Schweizer Juniorin stirbt nach schwerem Unfall
Überschattet wurde die WM vom Unfall-Tod der 18-jährigen Schweizerin Muriel Furrer. Furrer hatte am Donnerstag bei einem Sturz im Juniorinnen-Rennen ein schweres Schädel-Hirn-Trauma erlitten und erlag ihren Verletzungen tags darauf in der Züricher Universitätsklinik. Vor den Wettbewerben am Samstag hatte es eine Schweigeminute gegeben, sämtliche Veranstaltungen rund um die Rennen wurden abgesagt. Der Weltverband UCI hatte beschlossen, die Weltmeisterschaften dennoch fortzuführen. „Der Tod von Muriel Furrer bewegt uns, das habe ich auch meinen Athletinnen und Athleten angemerkt. Das macht uns alle sehr traurig. Wir möchten der Familie, den Freunden und dem Schweizer Team unser aufrichtiges Beileid aussprechen“, sagte Bundestrainer Lang.

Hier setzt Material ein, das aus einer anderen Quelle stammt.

PR #87, opened 2022-03-03
Fix Geocoding in Production

fredy20501:
## Issue Description
The geocoding API used to get the location as a string based on coordinates cannot be restricted using a domain name, it must use an IP address. To fix this, I changed the geocoding API call to be done by the backend instead of the frontend (since if it is done by the frontend the IP address is always the IP of the user's computer, which we obviously can't control).
## Work Completed
- Changed the geocoding API call to be done by the backend instead of the fronted.
  - There is now a new env variable for the backend for that API key. The new variable is called `GEO_API_KEY` and you should set it to be the same as the `REACT_APP_MAPS_API_KEY` that is defined in the frontend env file (for your dev environment). In production that value is different but I already set it up so don't worry about it.
- Created a new API key specific for production for the geocoding API call. That key is restricted by IP, which is the public ipv4 address of the EC2 instance.
  - Note: the IP will only change if we stop the EC2 instance, in which case I'll just need to update the IP in my Google Cloud Console to match the new IP when the instance is brought back up.


nathanielcaron (approved):
👍

Service/routes/routes.js
```diff
@@ -56,6 +56,14 @@ const emailLimiter = RATE_LIMIT({
   legacyHeaders: false // Disable the `X-RateLimit-*` headers
 });
 
+const geocodeLimiter = RATE_LIMIT({
+  windowMs: 60 * 60 * 1000, // 1 hour
+  max: 100, // Limit each IP to 100 geocode requests per window
```
nathanielcaron, line 61: Is this limit high enough?
If this endpoint is called for every post created and loaded then this seems quite low

Service/routes/routes.js
```diff
@@ -56,6 +56,14 @@ const emailLimiter = RATE_LIMIT({
   legacyHeaders: false // Disable the `X-RateLimit-*` headers
 });
 
+const geocodeLimiter = RATE_LIMIT({
```
sahilsaini432, line 59: Should we use a rate limiter for this endpoint?

fredy20501: Well yeah, we should limit all endpoints so that malicious users can't do a DOS attack on any of our endpoints. Also more specifically, I don't want people to spam this endpoint with thousands of requests cause they aren't free and I'm the one paying 😅

sahilsaini432: That sounds fair

sahilsaini432 (approved):
💯

JoaoPontes98 (approved):

CarterMacLennan (approved):
✅ Great Job!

Das deutsche Aufgebot bei der Para Radsport-WM 2024:
Kerstin Brachtendorf (52 / Mending / BRSV Cottbus), Julia Dierkesmann (57 / Merzhausen / GC Nendorf), Angelika Dreock-Käser (48 / Bremervörde / BPRSV Cottbus), Andrea Eskau (53 / Apolda / USC Magdeburg), Johannes Herter (40 / Lemgo / RSV Tempoliema), Maximilian Jäger (24 / Bad Kissingen /BPRSV Cottbus), Vico Merklein (46 / Berlin / GC Nendorf), Manuel Scheichl (42 / Rottenmünster / BVS München), Pierre Senska (36 / Berlin / BPRSV Cottbus), Steffen Warias (39 / Allschwil / BSV München), Annika Zeyen (39 / Hennef / SSF Bonn)
Deutsche WM-Medaillen:
GOLD: Annika Zeyen-Giles (H3), Zeitfahren.
SILBER: Andrea Eskau (H5), Zeitfahren; Julia Dierkesmann (H4), Zeitfahren; Maximilian Jäger (T2), Straßenrennen; Annika Zeyen-Giles (H3), Straßenrennen.
BRONZE: Kerstin Brachtendorf (C5), Zeitfahren; Angelika Dreock-Käser (T2), Zeitfahren und Straßenrennen; Andrea Eskau (H5), Straßenrennen; Pierre Senska (C1), Straßenrennen.